> _What you have to do_
Report each line of the records below that holds the word "shortened".

> _Source information_
PR #84, opened 2019-09-18
Send all forwarder metadata when forwarding an event.

cscatolini:
This PR changes the grpc forwarder mergeInfos method to send all forwarder metadata instead of whitelisting `roomInfo` key.

For example, if your forwarder is configured as follows:

```
"forwarders": {
    "grpc": {
      "matchmaking": {
        "enabled": true,
        "metadata": {
          "ping": true,
          "metadata": {
            "my": "data"
          },
          "roomType": "test"
        }
      }
    }
 ```

This will be necessarily forwarded in all status changes and ping requests:
```
{
   "ping": true,
    "metadata": {
      "my": "data"
    },
    "roomType": "test"
}
```

### DIFF
--- a/plugins/grpc/forwarder.go
+++ b/plugins/grpc/forwarder.go
@@ -327,30 +327,35 @@ func (g *GRPCForwarder) configure() error {
 }
 
 func (g *GRPCForwarder) mergeInfos(infos, fwdMetadata map[string]interface{}) map[string]interface{} {
-	if fwdMetadata != nil {
-		if roomType, ok := fwdMetadata["roomType"]; ok {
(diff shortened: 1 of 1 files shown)


andrehp:
LGTM, but I wasn't able to understand what was the expected previous behavior. Was there any kind of documentation?

cscatolini:
> LGTM, but I wasn't able to understand what was the expected previous behavior. Was there any kind of documentation?

No unfortunately (I blame past me!). Apparently we were only forwarding roomType because it is necessary on the other end (matchmaker service) to properly route the request. Since we have no tests for the plugin this change may break things, I asked @lftakakura to validate this in his test cluster before we merge.

lftakakura:
LGTM

PR #86, opened 2019-09-24
Refactor/rolling update progress

lftakakura:
** New strategy for tracking rolling update progress **

- When Watcher's EnsureCorrecRooms starts rolling updating, it set opManager to rolling update status and saves the amount of rooms to be replaced in a redis string along with a set with the roomIDs to be replaced
- Every time a room is deleted, the watcher remove a roomID from the redis set (`scheduler:%schedulerName:invalidRooms`)
- Instead of polling kube api to check if the rolling update has finished, the API polls redis and gives the progress percentage as `1 - scheduler:%schedulerName:invalidRooms / scheduler:%schedulerName:invalidRooms:count` where `scheduler:%schedulerName:invalidRooms:count` is the redis key holding a count of rooms to be replaced

### DIFF
--- a/controller/controller.go
+++ b/controller/controller.go
@@ -682,24 +682,15 @@ func UpdateSchedulerConfig(
 	}
 
 	if shouldRecreatePods {
-		var kubePods *v1.PodList
 		var status map[string]string
 
-		operationManager.SetDescription(models.OpManagerRollingUpdate)
-
 		// wait for watcher.EnsureCorrectRooms to rolling update the pods
-		for {
-			// get list of actual pods
-			kubePods, err = ListCurrentPods(mr, clientset, schedulerName)
+		for err == nil {
+			status, err = operationManager.GetOperationStatus(mr, *scheduler)
 			if err != nil {
-				scheduler.RollingUpdateStatus = erroredStatus(err.Error())
-				break
-			}
-
-			status, err = operationManager.GetOperationStatus(*scheduler, kubePods.Items)
-			if err != nil {
-				scheduler.RollingUpdateStatus = erroredStatus(err.Error())
-				break
+				logger.WithError(err).Warn("errored trying to get rolling update progress")
+				err = nil
+				continue
 			}
 
 			// operation canceled
@@ -731,8 +722,10 @@ func UpdateSchedulerConfig(
 			time.Sleep(time.Second * 1)
 		}
 
-		if err != nil {
+		// delete invalidRooms key as EnsureCorrectRooms finished
+		models.RemoveInvalidRoomsKey(redisClient.Client, mr, schedulerName)
 
+		if err != nil {
 			l.WithError(err).Error("error during UpdateSchedulerConfig. Rolling back database")
 			dbRollbackErr := DBRollback(
 				ctx,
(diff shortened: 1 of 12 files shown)


models/room.go
```diff
@@ -603,3 +603,92 @@ func GetRoomsByMetric(redisClient interfaces.RedisClient, schedulerName string,
...
+// GetInvalidRoomsCountKey gets the key for the string that keeps count of invalid rooms
+func GetInvalidRoomsCountKey(schedulerName string) string {
+	return fmt.Sprintf("scheduler:%s:invalidRooms:count", schedulerName)
+}
+
+// SetInvalidRooms save a room in invalid redis set
+// A room is considered invalid if its version is not the scheduler current version
+func SetInvalidRooms(redisClient interfaces.RedisClient, mr *MixedMetricsReporter, schedulerName string, roomIDs []string) error {
+	pipe := redisClient.TxPipeline()
+	pipe.Del(GetInvalidRoomsKey(schedulerName))
```
cscatolini: Okay, so you're making sure the key is renovated every time you set the invalid rooms?

models/room.go
```diff
@@ -603,3 +603,92 @@ func GetRoomsByMetric(redisClient interfaces.RedisClient, schedulerName string,
...
+	pipe.Del(GetInvalidRoomsCountKey(schedulerName))
+	pipe.SAdd(GetInvalidRoomsKey(schedulerName), roomIDs)
+	pipe.Set(GetInvalidRoomsCountKey(schedulerName), len(roomIDs), 2*time.Hour)
+	err := mr.WithSegment(SegmentPipeExec, func() error {
```
cscatolini: you can just `return mr.WithSegment...`

models/room.go
```diff
@@ -603,3 +603,92 @@ func GetRoomsByMetric(redisClient interfaces.RedisClient, schedulerName string,
...
+	})
+	return err
+}
+
+// GetCurrentInvalidRoomsCount returns the count of current invalid rooms
+func GetCurrentInvalidRoomsCount(redisClient interfaces.RedisClient, mr *MixedMetricsReporter, schedulerName string) (int, error) {
+	count := 0
+	err := mr.WithSegment(SegmentSMembers, func() error {
+		var err error
+		keys, err := redisClient.SMembers(GetInvalidRoomsKey(schedulerName)).Result()
```
Henrod: It's better to use a lua script that returns the count than loading all members in memory and counting

controller/controller.go
```diff
@@ -1019,18 +1010,10 @@ func ScaleScheduler(
...
-		err := mr.WithSegment(models.SegmentPod, func() error {
-			var err error
-			pods, err = clientset.CoreV1().Pods(schedulerName).List(metav1.ListOptions{
-				LabelSelector: labels.Set{}.AsSelector().String(),
-				FieldSelector: fields.Everything().String(),
-			})
-			return err
-		})
+		// get list of actual pods
+		pods, err := ListCurrentPods(mr, clientset, schedulerName)
```
cscatolini: Why do you still need to list pods here?

models/room.go
lftakakura: Yes

models/room.go
cscatolini: actually, using SCARD (https://redis.io/commands/scard) would be the best choice

controller/controller.go
lftakakura: I do. This is in `ScaleScheduler`. It is triggered by a manual scale request from the API

lftakakura: It is inside the function that scales manually through API.

The API allows you to scale up/down and to a specific number of replicas. This pod listing is in the third case, as we need to know how many pods are running so we calculate the amount of pods to scale up or down to get the desired number

lftakakura: I reckon this feature is not much used

cscatolini: Okay. It makes sense to keep it like this.

PR #91, opened 2020-06-19
Fix maestro tests

victor-carvalho:
This branch fixes all tests from branch https://github.com/topfreegames/maestro/tree/refactor/rolling-update-progress


api/room_handler_test.go
```diff
@@ -315,8 +328,9 @@ forwarders:
 					"metadata": map[string]interface{}{
 						"ipv6Label": "",
 						"region":    "us",
+						"ports":     "[]",
 					},
-				}, gomock.Any())
+				}, gomock.Any()).AnyTimes()
```
lftakakura, line 333: It is not ideal to use AnyTimes. If possible assert that HGet is called the exact number of times it should

victor-carvalho: Yeah, it's not needed here. It's only called one time

controller/controller_test.go
```diff
@@ -1361,23 +1367,25 @@ cmd:
 	})
 
 	Describe("ScaleUp", func() {
+		BeforeEach(func() {
+			config.Set("watcher.maxScaleUpAmount", 100)
```
gabrielcorado, line 1371: Don't we need to unset this value after?

victor-carvalho: Sure, I will change this. I thought config was being reset every test but it was because I was running only one test separately.

PR #1467, opened 2026-07-18
fix #1455

### LINKED ISSUE #1455: Spacing in settings pages on mobile
These pages could use more space on the edges to separate the content from the sides of the screen.

AmitPant9999:
Fixes:  #1455

### DIFF
--- a/packages/seed-bible/seed-bible/components/Tabs/Tabs.css
+++ b/packages/seed-bible/seed-bible/components/Tabs/Tabs.css
@@ -593,6 +593,11 @@
   flex: 1;
   padding: 5px;
 }
+@media (max-width: 480px) {
+  .sb-sidebar-settings-view {
+    padding: 5px 12px;
+  }
+}
 
 .sb-sidebar-settings-close-button {
   border: none;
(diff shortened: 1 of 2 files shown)


packages/seed-bible/seed-bible/components/Tabs/Tabs.css
```diff
@@ -593,6 +593,11 @@
   flex: 1;
   padding: 5px;
 }
+@media (max-width: 480px) {
+  .sb-sidebar-settings-view {
+    padding: 5px 12px;
```
Blitzy, line 603: @AmitPant9999 make sure we continue to use relative units (`rem`). Relative units will automatically scale with the "UI size" property. Fixed units like `px` should be reserved only for things that we explicitly do not want to scale with "UI size" (which is a pretty small list).

I think in this case `padding: 5x 12px` should become `rem` units.

Blitzy (dismissed):

packages/seed-bible/seed-bible/components/Tabs/Tabs.css
AmitPant9999: will fix it @Blitzy

Blitzy (dismissed):

Blitzy (approved):

PR #1468, opened 2026-07-18
Fix false-positive host-disconnect kick on mobile resume (#1346)

### LINKED ISSUE #1346: Getting kicked out of shared sessions when switching apps on mobile
## What is happening

On mobile, switching away from the app to another app and back kicks you out of the shared session you were in.

_Video showing mobile device joining a shared session via QR code, then switching to another app and then returning:_
https://youtube.com/shorts/IWOocwMrnus

## What is expected

Shared sessions should survive switching between apps on mobile. Returning to the app should restore you to the session you were in, reconnecting automatically if needed rather than dropping you out.

KallynGowdy:
The host-disconnect grace timer judged whether a session's host had
left using only the local client's own connectedUsers view. Right
after a phone resumes from the background, that view can read "host
missing" for a few seconds even though the host never left, so the
timer fired and disposed the participant's own session connection.

Add a live isSynced signal (subscribed to the shared document's
onStatusUpdated for the session's lifetime, not just the first sync)
so the grace timer only arms while this client's own connection is
trustworthy, adds a short post-visibility-resume buffer as further
insurance, and re-verifies both host presence and sync state right
before acting instead of trusting an 8-second-old snapshot. Also add
toast notifications (reconnecting / reconnected / host left) so a
tab closing has a visible explanation instead of silently vanishing.

Claude-Session: https://claude.ai/code/session_01CfQ63s2P1u4WnQWnJ2GBEJ

Fixes #1346


Blitzy (changes requested):
@KallynGowdy These changes did not resolve the core issue. I did a walkthrough video showing two devices simultaneously of what is currently happening as of this change set.

https://www.youtube.com/watch?v=eNMxkUp1hqE

KallynGowdy:
@Blitzy addressed some more issues, including one with CasualOS itself

Blitzy:
> [!NOTE]

## Summary

This PR is the second attempt at fixing issue #1346 (mobile users getting kicked from shared sessions when they background/resume the app). The first attempt (commit `43c9902`) got a CHANGES_REQUESTED review from Blitzy with a two-device video showing the fix didn't actually work — the latest commit (`12ee358`, "Recover session presence after a dropped connection") addresses a second root cause: presence going silently and permanently empty after a reconnect, because the CasualOS client's own peer cache filters out the replayed peer list as duplicates. Kallyn's comment today ("addressed some more issues, including one with CasualOS itself") lines up with that commit, and `pull_request.ready_for_review` firing now is presumably in response to it.

The core logic (`sessionPresenceIsTrustworthy`, `rebuildRemoteClientsSubscription`, `isSynced`) is sound and the new tests in `SeedBibleStateManager.test.ts` and `SessionsManager.test.ts` genuinely exercise the fixed behavior (fake timers advanced to specific boundaries, toast text asserted against the real `en.json` strings via the real i18n module, dispose/teardown paths checked) rather than just asserting things don't throw. I don't see a functional bug in the reconnect/eject logic itself. The items below are smaller process/robustness points.

---

### Medium — `visibilitychange` listener is added with no cleanup, unlike every other DOM listener in this file

**File:** `packages/seed-bible/seed-bible/managers/SeedBibleStateManager.tsx:1073`

```js
if (typeof document !== "undefined") {
  document.addEventListener("visibilitychange", () => { ... });
}
```

Every other place this file attaches a DOM listener (e.g. the `resize` handler ~30 lines earlier) wraps it in `effect(() => { ...; return () => window.removeEventListener(...) })` so it's torn down. This one is a bare `addEventListener` with no matching `removeEventListener` and no cleanup path at all.

In production this is harmless today because `createSeedBibleState()` is a singleton with no `dispose()`, so it's only ever called once. But `test/unit/seed-bible/managers/SeedBibleStateManager.test.ts` calls `createSeedBibleState()` (via `createState()`/`createStateWithTwoTabs()`) roughly 30 times in this one file, and each call registers another listener on the shared jsdom `document` that never goes away. Every later `document.dispatchEvent(new Event("visibilitychange"))` — including the one added by this PR's own "suppresses arming the timer..." test — fires all previously-accumulated handlers from earlier, already-finished tests, not just the current one.

**Reproduction:** add a `console.log` inside the `visibilitychange` handler and run `pnpm vitest run SeedBibleStateManager.test.ts`; the log count on the last test's dispatch will match the number of `createState*()` calls that ran before it, not one.

This doesn't currently fail an assertion (each test only reads its own `state.app.currentToast`/`state.tabs`), but it's a real leak that will keep growing as more tests are added to this file, and it breaks the file's own convention.

**Suggested fix:** wrap it the same way the resize handler is wrapped:
```js
effect(() => {
  if (typeof document === "undefined") return;
  const handleVisibilityChange = () => { ... };
  document.addEventListener("visibilitychange", handleVisibilityChange);
  return () => document.removeEventListener("visibilitychange", handleVisibilityChange);
});
```

---

### Low — reliance on an undocumented private SDK field has no regression coverage if it silently stops matching

**File:** `packages/seed-bible/seed-bible/managers/OsManager.tsx:212-244` (`clearBranchDeviceCache`)

The fix for the "presence goes empty forever" bug reaches into `InstRecordsClient`'s private `_connectedDevices` map and deletes a key built from `${recordName ?? ""}/${inst}/doc/${docName}` to mirror the SDK's own internal cache key. This is called out in the comment as a workaround for a CasualOS client bug, and it's defensively written (optional chaining, so it quietly no-ops instead of throwing if a future SDK version renames/reshapes the field).

The risk: the unit tests for this (`SessionsManager.test.ts`, "presence recovery after a reconnect") mock `os.clearBranchDeviceCache` itself, so they verify the calling code invokes it with the right arguments, but nothing verifies the private field name/key format still matches reality on a CasualOS SDK bump. If a future `@casual-simulation/*` upgrade renames `_connectedDevices`, this would silently become a no-op (by design, so it won't throw) and issue #1346 would quietly regress with no test failure to flag it.

**Suggested fix:** not blocking, but consider a short comment/TODO linking to an upstream CasualOS issue (if one exists or gets filed) so this is easy to find and re-verify on the next SDK bump, or a small smoke/integration test against the real `InstRecordsClient` shape (even just `expect(new InstRecordsClient(...) as any)._connectedDevices).toBeInstanceOf(Map)`) that would fail loudly if the internal shape changes.

---

### Low — all ~24 non-English locale files were machine-translated for the 3 new keys, which reads as inconsistent with CLAUDE.md

Commit `1167c1d` ("feat: added google trasnlations for new session-host-* keys") adds `session-host-reconnecting` / `session-host-reconnected` / `session-host-left` to every locale file (e.g. `es.json`, `zh.json`, etc.), not just `en.json`. CLAUDE.md for this repo says:

> When adding or updating any translation key, only update `en.json`... don't update other translation files, leave those for the professionals.

This was very likely necessary to satisfy `i18nIncompleteTranslationsRule` (a `type: "problem"` ESLint rule that errors on any locale file missing a key present in `en.json`), and the `build (24.x)` check did pass on this commit, so it's not a CI-breaking issue. But it does mean every non-English reader sees Google-Translate-quality strings for these three keys until a professional pass corrects them — worth a quick confirmation from the team that "auto-translate new keys to unblock lint, professionals fix later" is the intended workflow here rather than an accidental side-effect of chasing a lint error, since it reads as contradicting the documented policy.

---

### Info — PR currently has a merge conflict with `develop`

GitHub reports `mergeable_state: "dirty"` for this PR against `develop` as of the latest push. Not a code-review finding, but worth a rebase/merge before this lands — the `i18n` locale files in particular are likely to conflict given how much unrelated locale churn has landed on `develop` recently.

---

**Testing performed for this review:** read the full diff against the PR's merge-base with `develop` (`627d503`) locally, checked the `OsManager`/`SessionsManager`/`SeedBibleStateManager` changes against the CasualOS SDK usage elsewhere in the codebase, read issue #1346 (including the root-cause writeup) and the prior CHANGES_REQUESTED review/video from Blitzy, and read through both new test files to check they assert on real state transitions rather than trivially passing.

---

KallynGowdy:
@Blitzy This appears fixed to me now

Blitzy:
> [!NOTE]

## Follow-up review

This is a re-review after the previous pass on this PR (Aug 11). Since then: `f7bb8df` addressed the Medium finding from that review, and two merge commits (`11673f9`, `690491b`, `c67a8926`) pulled in `develop` to resolve the merge conflict flagged as an Info item. I diffed the current head against `develop`'s current tip (`d91ce0a4`, which the PR's base already matches — no drift) and re-checked the specific files the conflict touched.

**Medium — `visibilitychange` listener leak: fixed.** `packages/seed-bible/seed-bible/managers/SeedBibleStateManager.tsx` now wraps the listener in `effect(() => { ...; return () => document.removeEventListener(...) })`, matching the pattern used elsewhere in the file and exactly the suggested fix. Also gained an `!import.meta.env.SSR` guard consistent with the codebase's other SSR-guarded effects.

**Info — merge conflict: resolved.** The conflicting files (`OsManager.tsx`, `SeedBibleStateManager.tsx`, `test/unit/seed-bible/managers/TabsManager.test.ts`) came through the merge clean — I read the full diff on each against `develop` and the resolution kept both sides' logic (the presence-recovery fix and whatever landed on `develop` in the meantime). No regression introduced by the merge.

**Still open, still non-blocking (carried over from the last review):**
- Low — `OsManager.tsx`'s `clearBranchDeviceCache` still reaches into `InstRecordsClient`'s private `_connectedDevices` field with no regression coverage against the SDK's actual shape. Same risk as before: a future `@casual-simulation/*` bump could silently no-op this and reopen No. 1346 with no test failure to flag it.
- Low — the ~24 non-English locale files still carry machine-translated strings for the three new `session-host-*` keys (commit `1167c1d`), which still reads as contradicting CLAUDE.md's "only update en.json" policy, even though it's necessary today to satisfy the `i18nIncompleteTranslationsRule` lint check.

Neither is new, and neither blocks merge — just noting they weren't part of this round's changes.

**Tests:** the new/updated tests in `SessionsManager.test.ts` (`isSynced` tracking, dispose-during-rebuild, no-rebuild-on-initial-sync) and `SeedBibleStateManager.test.ts` (toast text asserted against the real `en.json` strings, grace-timer boundaries with fake timers) are genuine — they assert on specific state transitions and would fail if the fix were reverted, not just "doesn't throw."

**CI:** `build (24.x)` is green on the current head (`c67a8926`).

**One thing worth flagging that isn't a code issue:** there's still an outstanding `CHANGES_REQUESTED` review from Blitzy (2026-07-20, commit `1167c1d`) with a two-device video showing the fix didn't work at that point in time. That review predates the actual root-cause fix (`12ee358`, Aug 3) and Kallyn's "this appears fixed to me now" comment (today). GitHub is still reporting this PR as blocked, which is very likely that stale review rather than anything in the current diff — worth getting Blitzy to re-test and update/dismiss it now that the presence-recovery fix has landed, since a passing CI run won't clear that on its own.

No new bugs found in this round.

---

Blitzy:
This does seem to be working pretty well now. None of the issues i reported before seem to be occurring anymore. Reconnection to the session seems pretty reliable, and I'm not getting kicked from the session anymore.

> _The answer_
(diff shortened: 1 of 1 files shown)
(diff shortened: 1 of 12 files shown)
(diff shortened: 1 of 2 files shown)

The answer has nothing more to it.